Was ist eine weltliche Bestattung?
Eine weltliche (auch humanistische) Bestattung ist eine Trauerfeier und Beisetzung ohne religiöse Bezüge — ohne Gott, ohne Jenseitsverheißung, ohne kirchliche Liturgie. Stattdessen steht der Mensch im Mittelpunkt: sein Leben, seine Beziehungen, sein Vermächtnis.
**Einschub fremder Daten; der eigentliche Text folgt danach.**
PR #1391, opened 2016-11-14
Ignore lookback in avro to orc backfill source

pcadabam:
@abti can you reivew?

### DIFF
--- a/gobblin-data-management/src/main/java/gobblin/data/management/conversion/hive/source/BackfillHiveSource.java
+++ b/gobblin-data-management/src/main/java/gobblin/data/management/conversion/hive/source/BackfillHiveSource.java
@@ -74,4 +74,15 @@ public class BackfillHiveSource extends HiveAvroToOrcSource {
     // If no whitelist is set, all partitions of a dataset are backfilled
     return true;
   }
+
+  @Override
+  public boolean isOlderThanLookback(Partition partition) {
+    // If partition whitelist is provided, ignore lookback
+    if (!this.partitionsWhitelist.isEmpty()) {
+      return false;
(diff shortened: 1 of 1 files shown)


gobblin-data-management/src/main/java/gobblin/data/management/conversion/hive/source/BackfillHiveSource.java
```diff
@@ -74,4 +74,15 @@ public boolean shouldCreateWorkunit(Partition sourcePartition, LongWatermark low
     // If no whitelist is set, all partitions of a dataset are backfilled
     return true;
   }
+
+  @Override
+  public boolean isOlderThanLookback(Partition partition) {
```
abti: Seems like a confusing behavior. Lookback can / should be applicable for whitelisted partition(s) as well.

pcadabam: Lookback is used to select partitions for conversion. If the user provides list of partition via this whitelist, the lookback becomes irrelevant.

chavdar:
@abti @pcadabam  What is the status of this?

gobblin-data-management/src/main/java/gobblin/data/management/conversion/hive/source/BackfillHiveSource.java
abti: As discussed offline, when specific partitions are whitelisted no discovery / partition filtering needs to happen since we already know what partitions to process. Hence ignoring lookback makes sense. Thanks for the clarification.

PR #1399, opened 2016-11-17
Catch socket exception and suppress connection reset error to prevent…

htran1:
… the TalkFirstDoubleEchoServer from aborting when the client socket is closed.  There is a test case that closes the client socket before receiving the server response.


htran1:
@chavdar can you review?

PR #1401, opened 2016-11-18
Get rid of fixed ZK ports in unit tests

chavdar:
TestingServer allows using of port -1 which means -- pick a random port. We just have to make sure that job configs are modified dynamically.

@abti Can you verify?


abti:
I couldn't find documentation around port = -1, but creating a TestServer without specifying any port number seems to create a Zookeeper with random port: http://netflix.github.io/curator/doc/com/netflix/curator/test/TestingServer.html#TestingServer() 

However, we will have to check that if the random port which TestingServer decides to use is already bound, then does: 
- TestingServer fails (thus causing potentially flaky intermittently failing tests)
- OR, TestingServer tries to fallback to another random port

chavdar:
I found the behavior by looking at the code. Internally, using new TestingServer(-1), uses new ServerSocket(0) to allocate an available port. There is a small race condition between we find the port and the time it is used by ZK but there is not much we can do about it.

PR #1405, opened 2016-11-18
Retention based Data replication 

tuGithub:


tuGithub:
1. ReplicationDataRetentionCategory specify whether the copy is "Sync", "limited snapshots copy", "limited daily partitions copy" or "limited hourly partitions copy"
2. ReplicationDataValidPathPicker will use GlobModTimeDatasetVersionFinder or DateTimeDatasetVersionFinder to find the valid paths to copy from source to target

chavdar:
There are FindBugs warnings:

> Execution failed for task ':gobblin-data-management:findbugsMain'

gobblin-data-management/src/main/java/gobblin/data/management/copy/replication/HadoopFsEndPointDataset.java
```diff
@@ -0,0 +1,51 @@
...
+
+import org.apache.hadoop.conf.Configuration;
+import org.apache.hadoop.fs.FileSystem;
+import org.apache.hadoop.fs.Path;
+
+import gobblin.dataset.FileSystemDataset;
+import gobblin.util.HadoopUtils;
+
+
+public class HadoopFsEndPointDataset implements FileSystemDataset{
```
chavdar: CAn you please explain/document this class?

tuGithub: Tried to use the VersionFinder to select valid sub directory to replicate. The AbstractDatasetVersionFinder.findDatasetVersions function take Dataset as input. So I created this class as the Dataset wrapper for HadoopFsEndPoint

chavdar: It is useful to add the above as part of the javadocs.

gobblin-data-management/src/main/java/gobblin/data/management/copy/replication/ReplicationDataRetentionCategory.java
```diff
@@ -0,0 +1,78 @@
...
+ *  <li>finite_daily_partition : only limited daily partitions in source need to be copied to target
+ *  <li>finite_daily_partition : only limited hourly partitions in source need to be copied to target
+ *  <li>finite_snapshot: only limited snapshot directories in source need to be copied to target
+ * </ul>
+ * @author mitu
+ *
+ */
+@AllArgsConstructor
+public class ReplicationDataRetentionCategory {
+  enum Type{
```
chavdar: Why do we need the Type enum instead of implementations of the same interface? Can't this functionality be part of the source dataset implementation?

gobblin-data-management/src/main/java/gobblin/data/management/copy/replication/ReplicationDataValidPathPicker.java
```diff
@@ -0,0 +1,85 @@
...
+import gobblin.dataset.FileSystemDataset;
+
+/**
+ * Used to pick the valid Paths for data replication based on {@link #ReplicationDataRetentionCategory.Type}
+ * @author mitu
+ *
+ */
+public class ReplicationDataValidPathPicker {
+
+  public static Collection<Path> getValidPaths(HadoopFsEndPoint hadoopFsEndPoint) throws IOException{
```
chavdar: The current implementation supports a few hand-picked DatasetVersionFinders and selection policies for the ones to be copied.

The retention management supports many different DatasetVersionFinders (and new ones can be added) plus different selection policies (top K,  before, after date, etc.) It is worthwhile to talk to @pcadabam and see how we can use those in the case of replication in a more generic manner.

gobblin-data-management/src/main/java/gobblin/data/management/copy/replication/ReplicationDataRetentionCategory.java
tuGithub: Removed that class and have config based selection

gobblin-data-management/src/main/java/gobblin/data/management/copy/replication/ReplicationDataValidPathPicker.java
tuGithub: have the config based selection

chavdar:
There seem to be unit test failures in ReplicationConfigurationTest

chavdar:
Please make sure that unit tests pass. Other than that, LGTM

tuGithub:
fixed the unit testing

PR #1406, opened 2016-11-19
Fixed bit and boolean column types in JDBC extractor.

ibuenros:


ibuenros:
@chavdar can you review?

Der Tod wird als Teil des natürlichen Lebens verstanden.
Elemente einer weltlichen Trauerfeier
- Persönliche Trauerrede: Ein freier Trauerredner oder enge Angehörige erzählen die Lebensgeschichte — mit Anekdoten, Werten, Humor und Tiefe
- Musik: Klassik, Lieblingslieder, instrumentale Stücke — frei wählbar
- Texte und Gedichte: Philosophie, Literatur, persönliche Briefe statt Bibel
- Symbolhandlungen: Kerzen anzünden, Blumen niederlegen, gemeinsam schweigen
- Verabschiedung: Am Sarg oder an der Urne, mit persönlichen Worten
Wer leitet eine weltliche Trauerfeier?
- Freie Trauerredner: Professionelle Redner, die individuell gestalten (200-500 Euro)
- Familienmitglieder: Engste Angehörige übernehmen Rede und Moderation
- Humanistische Verbände: Landesverbände mit ausgebildeten Feierleitern (v.a. Berlin/Brandenburg)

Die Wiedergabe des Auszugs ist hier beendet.